Anonymous wrote:OP here - since I’m paying out of pocket, could I request the test for that specific gene without us both carrying it?

You should be able to when I was pregnant with my first, my sister did her pre-TTC carrier testing and came back as a carrier for Canaan’s. I did a complete carrier screen, also a carrier for Canavan’s. My husband did a test just for Canavan’s instead of a full screen.

PP here -- given my experience, I would definitely delay the IVF process until your partner has undergone the carrier screen. Given the timeline of PGT-M you can't really easily decide to do the testing mid-process. My clinic had me postpone starting until the probe was created.

I did a carrier screening before IVF and found that I was a carrier for cystic fibrosis. We hadmy husband tested as well and found out he was unfortunately a carrier as well. So we did PGT-M as part of the ivf process. It adds significant time prior to starting IVF. DNA samples were needed from myself, my husband and both sets of parents(that was an awkward request because we hadn't yet brought up that we were doing IVF). It took 4+ weeks to build the "probe" that's needed to perform the testing (and we were told 4+ weeks is shorter than it can take but CF is very common). It then added additional time after retrieval to have the embreyos tested (think it was an additional 4 weeks). And the whole thing cost at least $4,000 (again this is on the cheaper side of what it can cost because CF is so common). In short I certainly wouldn't jump into doing PGT-M instead of having your partner get the carrier screen. In fact I don't even think they'd be able to do PGT-M without your partner doing the carrier screen because they need to know specifics about you and your partner's specific genetic mutation.

Anonymous wrote:OP here - since I’m paying out of pocket, could I request the test for that specific gene without us both carrying it?

I'm no expert, but a carrier screening out of pocket has to be significantly less expensive than testing embryos. And even if you have no coverage for infertility or anything, lots of insurance will cover a carrier screening, so it's worth double checking.

Anonymous wrote:OP here - since I’m paying out of pocket, could I request the test for that specific gene without us both carrying it?

I’m not an expert because we didn’t have to do this but I know someone who did do PGT-M. The genetics lab built a prob specifically for the couple based on their genetic carrier status. I think they may have even gotten some blood samples from family members as well.

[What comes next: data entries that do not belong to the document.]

Issue #8454, opened 2026-07-13
[Bug]: Built-in browser can't reach an HTTPS local dev server (localhost forced to http://, self-signed certs rejected)


ivaaaaann:
### Operating system

macOS

### Orca version

1.4.137

## Short summary

The built-in browser cannot reach a local dev server that is served over **HTTPS** (e.g. `next dev --experimental-https`, or any local staging on `https://localhost:3000`). Two separate behaviors combine to make an HTTPS localhost dev server effectively unreachable from Orca's embedded browser, so it looks like Orca "can't find" the running server even though it opens fine in a system browser.

## What happened

I run my app's local staging over HTTPS at `https://localhost:3000`. Opening it from Orca's internal browser fails to load the page. The same server opens fine in a normal system browser (Chrome/Safari).

## How can we reproduce it

1. Start any local dev/staging server over HTTPS, e.g. `next dev --experimental-https` (serves `https://localhost:3000` with a self-signed cert).
2. In Orca's embedded browser address bar, type `localhost:3000` and press Enter.
   * Orca navigates to `http://localhost:3000`, which the HTTPS-only server cannot answer → the page fails to load.
3. Now type the full `https://localhost:3000`.
   * The scheme is preserved this time, but the page still fails to load because the self-signed certificate is rejected with no "proceed anyway" option.

## Root cause (from reading `main`)

**1. Bare localhost/loopback input is hard-coded to** `http://`**.**<br>In `src/shared/browser-url.ts`, `normalizeBrowserNavigationUrl` matches scheme-less loopback addresses with `LOCAL_ADDRESS_PATTERN` and always prepends `http://`:

```ts
const LOCAL_ADDRESS_PATTERN =
  /^(?:localhost|127(?:\.\d{1,3}){3}|0\.0\.0\.0|\[[0-9a-f:]+\])(?::\d+)?(?:[/?#].*)?$/i

if (LOCAL_ADDRESS_PATTERN.test(trimmed)) {
  try {
    return new URL(`http://${trimmed}`).toString()  // ← always http://, no https branch
  } catch {
    return null
  }
}
```

So `localhost:3000` → `http://localhost:3000`. There is no path that tries/keeps `https://` for a local address. Typing the scheme explicitly (`https://localhost:3000`) is the only way to reach an HTTPS local server, which is not discoverable.

**2. Self-signed certs are rejected with no bypass.**<br>The guest webview is created with strict security and there is no certificate-error handler anywhere in the codebase:

[...]

PR #9070, opened 2026-07-16
fix(browser): gate certificate proceed on runtime capability; dedupe cert-error helpers

AmethystLiang:
## Summary

Follow-up to the certificate-trust feature (issue #8454). Hardens the "Proceed Anyway (Unsafe)" affordance and dedupes the certificate-error helpers.

- **Gate proceed on runtime capability.** A remote runtime that predates `browser.certificate-trust.v1` cannot honor a proceed request, so `RemoteBrowserPagePane` now hides the proceed affordance until the connected runtime positively advertises the capability (probed via `runtimeEnvironmentSupportsCapability`). The error page still renders — only the unactionable "Proceed Anyway" button is suppressed. Desktop/built browsers advertise the capability whenever they can host a page, so the local HTTPS-dev-server case keeps its proceed button.
- **Single certificate-error normalizer.** Extracts `normalizeCertificateError` into `src/shared/browser-certificate-errors.ts` so the main-process certificate-error handler and the renderer overlay can never silently diverge on challenge matching (`browser-certificate-identity.ts` re-exports it for existing importers).
- **Centralize load-error redaction.** Both the `did-fail-load` path and the synthesized certificate failure now build load errors through one `BrowserManager.buildLoadError`, so Kagi session-token redaction can't be forgotten by a future call site.
- **Fail-closed logging.** The trust controller's catch now logs before answering `false`, so a throw during challenge recording no longer presents as "the cert prompt never appears" with no trace.

## Screenshots

No visual change in the supported case. In the unsupported-runtime case the "Proceed Anyway (Unsafe)" button no longer appears on the load-failure overlay.

## Testing

- [x] `pnpm lint` (oxlint on changed dirs — no new findings)
- [x] `pnpm typecheck` (web + node projects — clean)
- [x] `pnpm test` (`browser-certificate-trust-controller.test.ts`, `runtime-rpc-client.test.ts` — 34 passed)
- [ ] `pnpm build`
- [x] Existing unit tests cover the trust-controller fail-closed path and the capability-probe cache; the gating is a thin prop guard over already-tested surfaces.

## AI Review Report

Reviewed correctness of the capability gate, the helper extraction, and the logging change.

- Verified passing `certificateFailure={null}` suppresses **only** the proceed button — the overlay body is driven by `loadError`, so the error page still renders.
- Confirmed `browser.certificate-trust.v1` is a conditional capability (advertised whenever `canBrowse`), matching `browser.headless.v1`, so desktop/built browsers keep proceed while pre-feature remote runtimes hide it.
- Checked the `useEffect` probe has complete deps and a `cancelled` guard against out-of-order resolution.
- Confirmed all `normalizeCertificateError` importers still resolve after the move.
- Cross-platform: change is browser-pane/main-process logic with no new shortcuts, labels, paths, or shell invocations; no platform-specific branches touched.

## Security Audit

- Load-error redaction is now centralized, reducing the chance a future call site leaks a Kagi session token from an untrusted URL.
- The capability gate fails closed (defaults to unsupported, `.catch` → unsupported), so a probe error hides proceed rather than exposing an unactionable bypass.
- No new input handling, command execution, auth, or secret paths introduced. IPC surface is the existing `status.get` capability probe.

## Notes

The proceed affordance for the **local** webview pane (`BrowserPagePane`) is intentionally left ungated — the local runtime always owns its browser pages and advertises the capability.

### DIFF
--- a/src/main/browser/browser-certificate-identity.ts
+++ b/src/main/browser/browser-certificate-identity.ts
@@ -1,14 +1,11 @@
 import { createHash } from 'node:crypto'
 
+import { normalizeCertificateError } from '../../shared/browser-certificate-errors'
+
+export { normalizeCertificateError }
+
 export const SUPPORTED_CERTIFICATE_ERROR = 'ERR_CERT_AUTHORITY_INVALID'
 export const SUPPORTED_CERTIFICATE_ERROR_CODE = -202
-
-export function normalizeCertificateError(error: string): string {
-  return error
-    .trim()
-    .replace(/^net::/i, '')
-    .toUpperCase()
-}
 
 export function getSupportedCertificateErrorCode(error: string): number | null {
   return normalizeCertificateError(error) === SUPPORTED_CERTIFICATE_ERROR
--- a/src/main/browser/browser-certificate-trust-controller.ts
+++ b/src/main/browser/browser-certificate-trust-controller.ts
@@ -107,7 +107,11 @@ export class BrowserCertificateTrustController {
         })
       }
       answer(false)
-    } catch {
+    } catch (error) {
+      // Why: fail closed, but log first — a throw in challenge recording would
+      // otherwise present as "the cert prompt never appears" with no trace,
+      // matching the logging catch in browser-manager's guest-state notifier.
+      console.error('[browser-certificate-trust-controller] handleCertificateError failed', error)
       answer(false)
     }
   }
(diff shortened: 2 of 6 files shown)


nwparker:
Superseded by https://github.com/stablyai/orca/pull/9104 — takes this design/implementation (credit @AmethystLiang), rebases onto current main, resolves conflicts, and applies adversarial hardening from review. Thanks for the solid design doc + full stack work.

Issue #7547, opened 2026-07-06
[Bug]: Windows main-process crash in native file watcher (watcher.node, 0xc0000409 fail-fast) — 5x in 25 min on 1.4.116; third platform for the #5377 crash class


n-leezy:
**Operating system:** Windows 11 Home (10.0.26200)
**Orca version:** 1.4.116 (crashes); currently on the same line with a pending auto-update downloaded
**Bundled watcher:** `@parcel/watcher` 2.5.6 (`@parcel/watcher-win32-x64`)

### Short summary

Orca's main process is being killed by a fail-fast abort (`0xc0000409`, STATUS_STACK_BUFFER_OVERRUN / `__fastfail`) inside the bundled native file watcher (`watcher.node`). It crashed **five times in ~25 minutes** during one working session, all with the identical signature (same module, same fault offset). From the user's perspective the app just "closes by itself" with no error dialog.

This looks like the **same crash class as #5377** (macOS 1.4.68, `Watcher::findCallback` SIGSEGV / `napi_fatal_error` abort during watcher worker teardown, closed) and **#6635** (Linux/WSL2 headless serve, 1.4.97, `Napi::Error` SIGABRT). Windows makes it the **third platform** reporting this signature after the #5377 fixes shipped — suggesting the underlying watcher lifecycle bug (stale/freed napi callback reference during worker teardown) is still present. `0xc0000409` on Windows is what a `napi_fatal_error` / CRT abort path produces, matching crash #3 in #5377.

### Crash records (Windows Event Log, Application, Event ID 1000)

All five crashes on 2026-07-02, identical signature:

```
2026-07-02 14:09:17 | Orca.exe 1.4.116.0 | watcher.node | 0xc0000409 | offset 0x352c9
2026-07-02 14:04:56 | Orca.exe 1.4.116.0 | watcher.node | 0xc0000409 | offset 0x352c9
2026-07-02 13:59:01 | Orca.exe 1.4.116.0 | watcher.node | 0xc0000409 | offset 0x352c9
2026-07-02 13:51:22 | Orca.exe 1.4.116.0 | watcher.node | 0xc0000409 | offset 0x352c9
2026-07-02 13:44:01 | Orca.exe 1.4.116.0 | watcher.node | 0xc0000409 | offset 0x352c9
```

Faulting module path:
[...]

PR #9075, opened 2026-07-16
fix(worktrees): run the macOS git-common narrow watch in the crash-isolated watcher child

nahuelb:
## Problem

Orca 1.4.143 crashes with EXC_BREAKPOINT (SIGTRAP) in the **Electron main process** on the FSEvents thread (`FSEventsBackend::start → FSEventsCallback → Watcher::isIgnored → brk 0`) under heavy worktree churn — e.g. many parallel builds in linked worktrees followed by bulk `git worktree remove`. Reproduced twice in ~30 minutes on macOS 26.5.2 (M4 Pro).

## Cause

The macOS git-common narrow watch (`src/main/ipc/worktree-git-common-watch.ts`) was the last production call site loading native `@parcel/watcher` directly in the Electron main process. Two assumptions broke:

You should talk to a genetic counselor after you both get your results. Most of the testing companies offer this for free. The counselor can offer you specific guidance based on the mutations you carry, but most likely the odds of passing on most of these disease is astronomically low if your husband is not also a carrier. I know that some people would prefer not to pass on carrier status for certain diseases, like, for example, tay Sachs, because if you are a somewhat religious member of the Jewish community that makes it more likely your future child might have to do IVF to avoid Tay Sachs. If that is you concern, you could do PGT-M to try to avoid transferring an embryo that is a carrier. If you make lots of embryos, this might be a possibility, but if it’s hard for you to make embryos, you might eventually have to consider transferring an embryo that would be a carrier. But again, this is all so individual and depends on the disease and your husbands results. I’d try to relax until you get your husband tested and then talk to a genetic counselor.

Same as others have posted. I did carrier screening before we tried to conceive, knowing IVF was likely in our future. My husband was also referred for screening even though I did not have any markers come up in my results when we did begin the IVF process.

So, just food for thought that he may be sent by your reproductive endocrinologist or your husband’s urologist when you begin IVF. Honestly, it was just good peace of mind to know there was nothing dominant before proceeding (and for what it’s worth, we were extremely surprised to see insurance cover both screenings, as we have Tricare, which does not cover infertility beyond diagnosis), so it certainly is worth an ask to his physician, urologist, or your RE (or your insurer).

It only matters if you are both a carrier for the same recessive disease. Simply being a carrier for a disease when your husband is not is not a problem. Test your husband and if he's positive for the same diseases, then you can do PGT-M. Otherwise, it should not be an issue.